> [How to complete this task]:
Copy all lines below that use the word "index".

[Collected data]
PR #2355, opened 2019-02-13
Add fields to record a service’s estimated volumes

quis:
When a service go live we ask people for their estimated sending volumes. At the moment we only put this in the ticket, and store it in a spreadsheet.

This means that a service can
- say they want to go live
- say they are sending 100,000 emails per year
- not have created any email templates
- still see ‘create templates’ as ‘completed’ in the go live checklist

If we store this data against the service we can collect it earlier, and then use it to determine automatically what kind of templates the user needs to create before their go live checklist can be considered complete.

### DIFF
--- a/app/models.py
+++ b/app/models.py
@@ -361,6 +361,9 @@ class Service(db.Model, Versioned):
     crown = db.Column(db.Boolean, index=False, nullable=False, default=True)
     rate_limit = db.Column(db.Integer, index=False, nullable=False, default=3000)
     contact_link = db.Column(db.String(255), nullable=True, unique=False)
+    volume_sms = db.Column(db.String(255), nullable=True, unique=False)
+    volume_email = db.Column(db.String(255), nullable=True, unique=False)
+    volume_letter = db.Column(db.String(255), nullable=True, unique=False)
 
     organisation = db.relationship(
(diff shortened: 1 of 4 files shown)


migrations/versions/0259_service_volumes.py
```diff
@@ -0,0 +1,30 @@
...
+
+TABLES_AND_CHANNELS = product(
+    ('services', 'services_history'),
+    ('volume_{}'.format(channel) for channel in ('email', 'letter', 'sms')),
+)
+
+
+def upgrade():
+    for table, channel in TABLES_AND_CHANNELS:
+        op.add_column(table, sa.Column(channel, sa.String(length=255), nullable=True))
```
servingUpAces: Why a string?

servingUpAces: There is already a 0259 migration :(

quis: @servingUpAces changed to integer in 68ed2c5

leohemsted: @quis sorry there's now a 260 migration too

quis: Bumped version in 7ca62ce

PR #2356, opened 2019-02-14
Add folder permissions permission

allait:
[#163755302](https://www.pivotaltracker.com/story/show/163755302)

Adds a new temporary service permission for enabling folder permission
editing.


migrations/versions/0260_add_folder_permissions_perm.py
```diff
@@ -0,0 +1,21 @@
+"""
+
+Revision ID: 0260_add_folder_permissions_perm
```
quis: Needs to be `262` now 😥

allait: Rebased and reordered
==
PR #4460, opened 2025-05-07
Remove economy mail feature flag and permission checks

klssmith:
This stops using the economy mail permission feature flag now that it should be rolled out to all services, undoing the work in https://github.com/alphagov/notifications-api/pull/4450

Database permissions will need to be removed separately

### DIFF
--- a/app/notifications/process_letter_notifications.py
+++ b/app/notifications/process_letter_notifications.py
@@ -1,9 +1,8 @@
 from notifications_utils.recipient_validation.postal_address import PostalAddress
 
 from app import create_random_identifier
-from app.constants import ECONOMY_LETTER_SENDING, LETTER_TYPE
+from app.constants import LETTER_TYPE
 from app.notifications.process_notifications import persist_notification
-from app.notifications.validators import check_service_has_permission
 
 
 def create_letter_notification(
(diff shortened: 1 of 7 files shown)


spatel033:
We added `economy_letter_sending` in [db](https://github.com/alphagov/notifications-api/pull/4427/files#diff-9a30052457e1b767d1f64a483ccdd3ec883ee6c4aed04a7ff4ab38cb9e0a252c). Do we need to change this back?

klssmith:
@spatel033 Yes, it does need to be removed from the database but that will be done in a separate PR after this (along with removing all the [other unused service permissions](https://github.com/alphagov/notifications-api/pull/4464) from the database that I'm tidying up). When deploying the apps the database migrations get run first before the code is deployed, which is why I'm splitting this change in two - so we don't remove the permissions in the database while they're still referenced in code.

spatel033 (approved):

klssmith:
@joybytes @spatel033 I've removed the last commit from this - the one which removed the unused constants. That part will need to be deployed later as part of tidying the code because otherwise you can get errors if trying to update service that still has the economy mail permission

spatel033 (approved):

> [Solved problem]:
     crown = db.Column(db.Boolean, index=False, nullable=False, default=True)
     rate_limit = db.Column(db.Integer, index=False, nullable=False, default=3000)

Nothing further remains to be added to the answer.